AIM OF THE EXERCISE:
From the data below, set down exactly the lines between the one holding "irina-batinic-sonarsource: Why do" and the one holding "For some rules, rule-specific", inclusive, and no others.

TASK INPUTS:
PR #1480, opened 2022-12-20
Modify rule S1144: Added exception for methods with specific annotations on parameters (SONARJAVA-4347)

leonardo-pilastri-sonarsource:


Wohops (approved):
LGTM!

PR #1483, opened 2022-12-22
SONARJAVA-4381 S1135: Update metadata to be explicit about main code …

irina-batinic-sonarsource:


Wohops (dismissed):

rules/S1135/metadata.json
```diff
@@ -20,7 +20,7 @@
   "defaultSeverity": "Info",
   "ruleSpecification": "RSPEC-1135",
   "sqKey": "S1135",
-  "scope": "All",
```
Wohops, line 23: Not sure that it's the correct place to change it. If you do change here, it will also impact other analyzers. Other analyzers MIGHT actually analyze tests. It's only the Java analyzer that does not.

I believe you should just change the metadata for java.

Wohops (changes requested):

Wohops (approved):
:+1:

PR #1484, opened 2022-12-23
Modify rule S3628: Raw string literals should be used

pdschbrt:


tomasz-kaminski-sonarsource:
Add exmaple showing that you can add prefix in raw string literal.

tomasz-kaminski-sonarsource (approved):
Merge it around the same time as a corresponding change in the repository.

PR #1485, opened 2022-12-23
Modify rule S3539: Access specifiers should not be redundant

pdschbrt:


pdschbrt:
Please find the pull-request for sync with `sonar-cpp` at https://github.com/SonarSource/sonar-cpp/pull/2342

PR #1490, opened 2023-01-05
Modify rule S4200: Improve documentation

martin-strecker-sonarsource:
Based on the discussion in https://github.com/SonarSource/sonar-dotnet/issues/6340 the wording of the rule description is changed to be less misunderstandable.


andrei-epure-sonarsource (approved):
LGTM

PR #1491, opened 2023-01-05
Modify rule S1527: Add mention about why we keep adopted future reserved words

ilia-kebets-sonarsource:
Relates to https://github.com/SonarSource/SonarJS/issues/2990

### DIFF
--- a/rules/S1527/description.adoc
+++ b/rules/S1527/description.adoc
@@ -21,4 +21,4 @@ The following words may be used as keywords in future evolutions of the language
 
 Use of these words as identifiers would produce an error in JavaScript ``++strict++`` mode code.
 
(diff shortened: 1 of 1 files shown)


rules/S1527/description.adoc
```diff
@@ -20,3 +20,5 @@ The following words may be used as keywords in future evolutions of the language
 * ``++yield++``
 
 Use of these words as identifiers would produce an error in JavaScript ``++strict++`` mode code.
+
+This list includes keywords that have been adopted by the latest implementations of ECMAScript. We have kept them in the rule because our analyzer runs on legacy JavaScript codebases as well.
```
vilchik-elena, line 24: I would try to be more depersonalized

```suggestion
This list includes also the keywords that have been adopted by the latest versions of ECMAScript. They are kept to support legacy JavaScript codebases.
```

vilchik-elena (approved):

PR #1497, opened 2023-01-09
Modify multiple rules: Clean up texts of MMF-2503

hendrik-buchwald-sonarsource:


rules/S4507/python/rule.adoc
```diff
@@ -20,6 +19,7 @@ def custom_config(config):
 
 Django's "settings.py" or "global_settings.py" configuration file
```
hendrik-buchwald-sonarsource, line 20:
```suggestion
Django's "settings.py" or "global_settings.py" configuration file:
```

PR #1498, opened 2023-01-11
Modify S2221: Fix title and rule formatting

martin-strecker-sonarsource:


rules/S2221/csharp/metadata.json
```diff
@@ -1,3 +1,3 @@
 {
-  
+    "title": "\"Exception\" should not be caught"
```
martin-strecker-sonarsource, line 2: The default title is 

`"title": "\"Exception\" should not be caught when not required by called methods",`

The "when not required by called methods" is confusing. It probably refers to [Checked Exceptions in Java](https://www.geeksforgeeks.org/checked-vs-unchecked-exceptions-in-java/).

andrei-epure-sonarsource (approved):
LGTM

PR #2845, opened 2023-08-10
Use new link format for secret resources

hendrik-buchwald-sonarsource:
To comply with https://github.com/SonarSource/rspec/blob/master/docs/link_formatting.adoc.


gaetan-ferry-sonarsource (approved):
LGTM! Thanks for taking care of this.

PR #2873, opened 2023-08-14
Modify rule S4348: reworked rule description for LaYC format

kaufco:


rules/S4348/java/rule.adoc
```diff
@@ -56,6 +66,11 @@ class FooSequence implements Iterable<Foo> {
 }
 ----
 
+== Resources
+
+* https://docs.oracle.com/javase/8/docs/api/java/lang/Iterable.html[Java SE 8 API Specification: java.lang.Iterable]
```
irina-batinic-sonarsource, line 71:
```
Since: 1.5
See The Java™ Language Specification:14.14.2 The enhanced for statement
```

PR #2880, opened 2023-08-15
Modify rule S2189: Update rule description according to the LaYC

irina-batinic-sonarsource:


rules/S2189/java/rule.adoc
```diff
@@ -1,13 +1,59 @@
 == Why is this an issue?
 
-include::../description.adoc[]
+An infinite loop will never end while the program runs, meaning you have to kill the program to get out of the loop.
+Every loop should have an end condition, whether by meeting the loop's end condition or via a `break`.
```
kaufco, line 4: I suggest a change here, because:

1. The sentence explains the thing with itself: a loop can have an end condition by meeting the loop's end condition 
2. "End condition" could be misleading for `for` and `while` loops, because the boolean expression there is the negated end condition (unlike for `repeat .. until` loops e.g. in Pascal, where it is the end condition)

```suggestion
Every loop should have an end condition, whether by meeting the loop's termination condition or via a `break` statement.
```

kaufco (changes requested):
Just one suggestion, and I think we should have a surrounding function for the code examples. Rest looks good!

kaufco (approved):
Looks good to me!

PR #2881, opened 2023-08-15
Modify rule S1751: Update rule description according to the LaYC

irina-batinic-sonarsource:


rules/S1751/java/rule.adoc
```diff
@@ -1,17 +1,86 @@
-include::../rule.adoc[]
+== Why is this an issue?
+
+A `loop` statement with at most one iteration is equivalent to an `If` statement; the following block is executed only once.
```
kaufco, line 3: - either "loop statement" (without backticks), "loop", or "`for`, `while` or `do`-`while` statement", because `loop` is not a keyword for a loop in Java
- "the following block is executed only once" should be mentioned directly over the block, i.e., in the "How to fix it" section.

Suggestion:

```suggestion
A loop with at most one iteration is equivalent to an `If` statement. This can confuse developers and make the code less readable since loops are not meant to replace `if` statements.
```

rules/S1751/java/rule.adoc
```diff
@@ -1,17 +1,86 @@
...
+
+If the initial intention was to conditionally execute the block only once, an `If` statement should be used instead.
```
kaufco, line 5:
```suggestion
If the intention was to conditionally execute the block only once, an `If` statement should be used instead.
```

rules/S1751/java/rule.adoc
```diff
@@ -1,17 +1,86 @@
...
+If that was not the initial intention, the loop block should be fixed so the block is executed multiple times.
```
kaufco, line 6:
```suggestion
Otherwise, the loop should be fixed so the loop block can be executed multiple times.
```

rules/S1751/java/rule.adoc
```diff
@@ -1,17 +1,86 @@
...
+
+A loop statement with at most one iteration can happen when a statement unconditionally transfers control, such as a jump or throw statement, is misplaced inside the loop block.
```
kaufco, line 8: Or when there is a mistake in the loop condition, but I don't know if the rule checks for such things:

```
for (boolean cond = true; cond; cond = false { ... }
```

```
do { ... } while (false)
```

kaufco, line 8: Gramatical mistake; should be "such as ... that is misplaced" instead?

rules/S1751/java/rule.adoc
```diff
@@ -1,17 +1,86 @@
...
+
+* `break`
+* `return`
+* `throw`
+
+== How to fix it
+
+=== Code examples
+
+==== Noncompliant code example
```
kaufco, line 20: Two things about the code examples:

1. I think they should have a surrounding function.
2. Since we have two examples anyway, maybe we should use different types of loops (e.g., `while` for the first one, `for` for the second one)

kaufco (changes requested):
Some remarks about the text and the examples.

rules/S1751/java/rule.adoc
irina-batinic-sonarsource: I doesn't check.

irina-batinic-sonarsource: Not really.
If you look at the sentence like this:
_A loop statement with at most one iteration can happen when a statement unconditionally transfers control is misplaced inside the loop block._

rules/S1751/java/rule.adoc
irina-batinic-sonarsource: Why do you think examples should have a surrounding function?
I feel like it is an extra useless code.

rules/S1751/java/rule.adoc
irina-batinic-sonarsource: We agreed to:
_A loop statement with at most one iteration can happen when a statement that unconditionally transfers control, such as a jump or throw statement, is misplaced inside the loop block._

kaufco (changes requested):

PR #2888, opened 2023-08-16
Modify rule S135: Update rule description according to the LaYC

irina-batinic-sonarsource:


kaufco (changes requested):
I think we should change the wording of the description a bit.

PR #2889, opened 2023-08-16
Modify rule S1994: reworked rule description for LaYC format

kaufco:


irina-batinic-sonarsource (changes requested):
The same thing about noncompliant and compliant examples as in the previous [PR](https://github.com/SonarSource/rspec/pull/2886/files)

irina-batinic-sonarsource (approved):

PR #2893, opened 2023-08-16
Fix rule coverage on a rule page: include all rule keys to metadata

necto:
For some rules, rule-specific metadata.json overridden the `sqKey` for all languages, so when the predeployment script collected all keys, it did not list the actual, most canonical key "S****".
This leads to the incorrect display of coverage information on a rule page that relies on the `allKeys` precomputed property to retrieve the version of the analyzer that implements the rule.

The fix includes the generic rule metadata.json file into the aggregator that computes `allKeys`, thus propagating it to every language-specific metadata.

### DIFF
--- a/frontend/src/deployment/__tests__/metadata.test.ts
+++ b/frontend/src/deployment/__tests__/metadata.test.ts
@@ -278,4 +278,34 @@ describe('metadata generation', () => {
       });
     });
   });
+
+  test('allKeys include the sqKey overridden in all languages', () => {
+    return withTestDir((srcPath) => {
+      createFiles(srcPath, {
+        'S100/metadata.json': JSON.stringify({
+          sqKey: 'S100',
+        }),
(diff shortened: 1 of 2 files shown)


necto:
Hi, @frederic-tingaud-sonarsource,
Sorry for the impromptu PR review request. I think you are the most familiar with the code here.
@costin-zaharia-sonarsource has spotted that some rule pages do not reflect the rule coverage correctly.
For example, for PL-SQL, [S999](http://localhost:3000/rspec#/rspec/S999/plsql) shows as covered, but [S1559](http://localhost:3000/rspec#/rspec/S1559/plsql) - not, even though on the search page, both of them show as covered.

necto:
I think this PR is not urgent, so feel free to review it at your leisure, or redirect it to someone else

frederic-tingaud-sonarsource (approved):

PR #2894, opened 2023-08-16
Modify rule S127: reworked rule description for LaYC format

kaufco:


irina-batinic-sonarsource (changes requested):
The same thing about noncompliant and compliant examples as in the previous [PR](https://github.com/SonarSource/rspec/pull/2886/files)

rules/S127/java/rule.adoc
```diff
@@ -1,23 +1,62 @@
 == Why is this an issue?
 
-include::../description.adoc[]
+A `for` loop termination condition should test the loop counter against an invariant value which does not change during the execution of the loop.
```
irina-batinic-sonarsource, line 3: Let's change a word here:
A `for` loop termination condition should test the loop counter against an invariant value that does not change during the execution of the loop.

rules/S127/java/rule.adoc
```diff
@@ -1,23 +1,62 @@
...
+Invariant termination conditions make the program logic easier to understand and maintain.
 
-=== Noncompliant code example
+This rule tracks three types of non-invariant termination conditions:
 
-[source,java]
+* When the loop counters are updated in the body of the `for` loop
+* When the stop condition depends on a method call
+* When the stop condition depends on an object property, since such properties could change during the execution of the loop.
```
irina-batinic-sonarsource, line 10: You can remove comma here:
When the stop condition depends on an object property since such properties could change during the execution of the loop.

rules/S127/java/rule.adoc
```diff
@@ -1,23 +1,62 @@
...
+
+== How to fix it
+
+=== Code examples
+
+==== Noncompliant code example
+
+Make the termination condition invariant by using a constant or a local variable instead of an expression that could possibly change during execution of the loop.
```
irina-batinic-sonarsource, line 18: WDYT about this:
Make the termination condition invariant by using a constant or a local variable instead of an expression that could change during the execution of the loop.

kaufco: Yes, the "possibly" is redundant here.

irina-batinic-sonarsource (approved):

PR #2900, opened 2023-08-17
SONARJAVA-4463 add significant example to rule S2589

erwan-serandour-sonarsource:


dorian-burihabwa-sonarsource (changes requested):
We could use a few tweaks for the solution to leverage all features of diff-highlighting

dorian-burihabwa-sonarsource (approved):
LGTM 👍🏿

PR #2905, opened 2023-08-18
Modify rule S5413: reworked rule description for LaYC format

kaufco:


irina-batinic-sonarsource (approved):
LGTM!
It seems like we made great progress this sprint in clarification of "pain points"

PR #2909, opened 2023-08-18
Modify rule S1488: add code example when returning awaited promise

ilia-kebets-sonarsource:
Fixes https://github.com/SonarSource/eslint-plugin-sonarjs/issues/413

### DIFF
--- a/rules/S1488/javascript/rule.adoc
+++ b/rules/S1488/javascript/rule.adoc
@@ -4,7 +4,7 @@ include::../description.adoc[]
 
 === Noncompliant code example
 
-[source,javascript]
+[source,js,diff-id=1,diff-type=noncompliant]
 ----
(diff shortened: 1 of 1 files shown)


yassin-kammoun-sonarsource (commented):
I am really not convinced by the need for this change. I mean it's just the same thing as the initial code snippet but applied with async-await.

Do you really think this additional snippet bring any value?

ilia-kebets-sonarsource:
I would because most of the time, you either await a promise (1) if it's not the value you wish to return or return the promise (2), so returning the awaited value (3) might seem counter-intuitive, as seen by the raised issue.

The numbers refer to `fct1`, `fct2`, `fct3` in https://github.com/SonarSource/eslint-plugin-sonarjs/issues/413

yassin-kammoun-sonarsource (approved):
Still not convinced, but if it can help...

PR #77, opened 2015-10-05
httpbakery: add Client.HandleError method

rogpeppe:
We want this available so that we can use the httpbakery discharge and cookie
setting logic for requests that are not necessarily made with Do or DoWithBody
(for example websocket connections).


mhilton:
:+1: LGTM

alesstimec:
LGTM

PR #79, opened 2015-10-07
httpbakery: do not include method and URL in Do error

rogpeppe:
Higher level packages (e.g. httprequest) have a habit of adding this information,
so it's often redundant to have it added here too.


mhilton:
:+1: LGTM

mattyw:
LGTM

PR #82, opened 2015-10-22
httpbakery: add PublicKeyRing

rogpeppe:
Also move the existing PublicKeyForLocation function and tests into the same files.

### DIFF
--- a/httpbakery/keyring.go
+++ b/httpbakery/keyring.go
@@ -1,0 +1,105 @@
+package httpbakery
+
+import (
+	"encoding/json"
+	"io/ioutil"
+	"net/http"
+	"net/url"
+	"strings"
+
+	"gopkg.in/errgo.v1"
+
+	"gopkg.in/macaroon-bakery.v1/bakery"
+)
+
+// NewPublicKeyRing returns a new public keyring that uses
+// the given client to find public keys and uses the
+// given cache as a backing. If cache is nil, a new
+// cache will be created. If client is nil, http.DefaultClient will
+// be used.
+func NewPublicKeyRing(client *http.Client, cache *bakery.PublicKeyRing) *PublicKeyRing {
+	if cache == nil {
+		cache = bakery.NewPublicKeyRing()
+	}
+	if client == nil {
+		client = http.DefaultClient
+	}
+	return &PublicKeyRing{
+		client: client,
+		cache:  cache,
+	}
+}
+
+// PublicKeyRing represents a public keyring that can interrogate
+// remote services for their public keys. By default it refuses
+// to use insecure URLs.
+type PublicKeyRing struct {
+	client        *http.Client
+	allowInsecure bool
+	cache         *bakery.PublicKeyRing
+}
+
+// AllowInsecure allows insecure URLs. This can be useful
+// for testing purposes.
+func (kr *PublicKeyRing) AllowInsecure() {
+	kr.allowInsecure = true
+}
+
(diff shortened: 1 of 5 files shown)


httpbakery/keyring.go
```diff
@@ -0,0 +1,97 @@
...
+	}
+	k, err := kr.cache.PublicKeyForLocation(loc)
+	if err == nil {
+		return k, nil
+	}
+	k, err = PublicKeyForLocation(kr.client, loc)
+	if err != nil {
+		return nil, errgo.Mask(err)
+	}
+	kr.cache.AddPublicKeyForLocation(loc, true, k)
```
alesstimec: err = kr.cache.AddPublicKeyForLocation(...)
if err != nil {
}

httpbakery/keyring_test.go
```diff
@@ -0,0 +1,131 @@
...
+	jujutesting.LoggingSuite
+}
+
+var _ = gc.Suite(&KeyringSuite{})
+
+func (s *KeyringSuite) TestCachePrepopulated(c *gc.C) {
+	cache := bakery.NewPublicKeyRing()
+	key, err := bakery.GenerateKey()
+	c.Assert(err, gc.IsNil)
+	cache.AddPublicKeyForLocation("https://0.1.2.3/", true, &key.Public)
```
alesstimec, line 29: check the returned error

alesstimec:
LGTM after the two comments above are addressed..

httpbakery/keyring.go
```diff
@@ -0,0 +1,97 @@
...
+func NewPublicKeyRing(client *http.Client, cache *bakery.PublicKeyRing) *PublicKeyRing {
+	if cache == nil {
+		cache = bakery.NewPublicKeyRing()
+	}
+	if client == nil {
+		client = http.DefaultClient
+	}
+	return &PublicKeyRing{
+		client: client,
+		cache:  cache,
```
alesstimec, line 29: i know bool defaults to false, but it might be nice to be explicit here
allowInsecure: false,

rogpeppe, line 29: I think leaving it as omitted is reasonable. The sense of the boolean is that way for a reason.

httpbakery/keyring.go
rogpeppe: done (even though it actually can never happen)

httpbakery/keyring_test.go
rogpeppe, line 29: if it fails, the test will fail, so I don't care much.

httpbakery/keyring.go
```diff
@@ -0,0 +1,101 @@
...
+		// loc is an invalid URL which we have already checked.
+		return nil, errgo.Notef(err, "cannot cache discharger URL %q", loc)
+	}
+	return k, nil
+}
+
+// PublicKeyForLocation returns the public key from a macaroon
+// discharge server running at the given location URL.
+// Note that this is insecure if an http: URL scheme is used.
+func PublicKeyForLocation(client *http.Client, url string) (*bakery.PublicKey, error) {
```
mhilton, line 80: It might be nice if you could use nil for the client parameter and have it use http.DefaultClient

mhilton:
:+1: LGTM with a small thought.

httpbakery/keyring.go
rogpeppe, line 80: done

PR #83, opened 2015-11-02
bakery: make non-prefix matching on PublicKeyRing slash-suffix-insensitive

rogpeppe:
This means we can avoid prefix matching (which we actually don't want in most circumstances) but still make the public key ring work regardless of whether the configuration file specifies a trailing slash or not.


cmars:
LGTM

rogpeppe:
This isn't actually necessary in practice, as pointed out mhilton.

RESPONSE AREA:
irina-batinic-sonarsource: Why do you think examples should have a surrounding function?
I feel like it is an extra useless code.

rules/S1751/java/rule.adoc
irina-batinic-sonarsource: We agreed to:
_A loop statement with at most one iteration can happen when a statement that unconditionally transfers control, such as a jump or throw statement, is misplaced inside the loop block._

kaufco (changes requested):

PR #2888, opened 2023-08-16
Modify rule S135: Update rule description according to the LaYC

irina-batinic-sonarsource:


kaufco (changes requested):
I think we should change the wording of the description a bit.

PR #2889, opened 2023-08-16
Modify rule S1994: reworked rule description for LaYC format

kaufco:


irina-batinic-sonarsource (changes requested):
The same thing about noncompliant and compliant examples as in the previous [PR](https://github.com/SonarSource/rspec/pull/2886/files)

irina-batinic-sonarsource (approved):

PR #2893, opened 2023-08-16
Fix rule coverage on a rule page: include all rule keys to metadata

necto:
For some rules, rule-specific metadata.json overridden the `sqKey` for all languages, so when the predeployment script collected all keys, it did not list the actual, most canonical key "S****".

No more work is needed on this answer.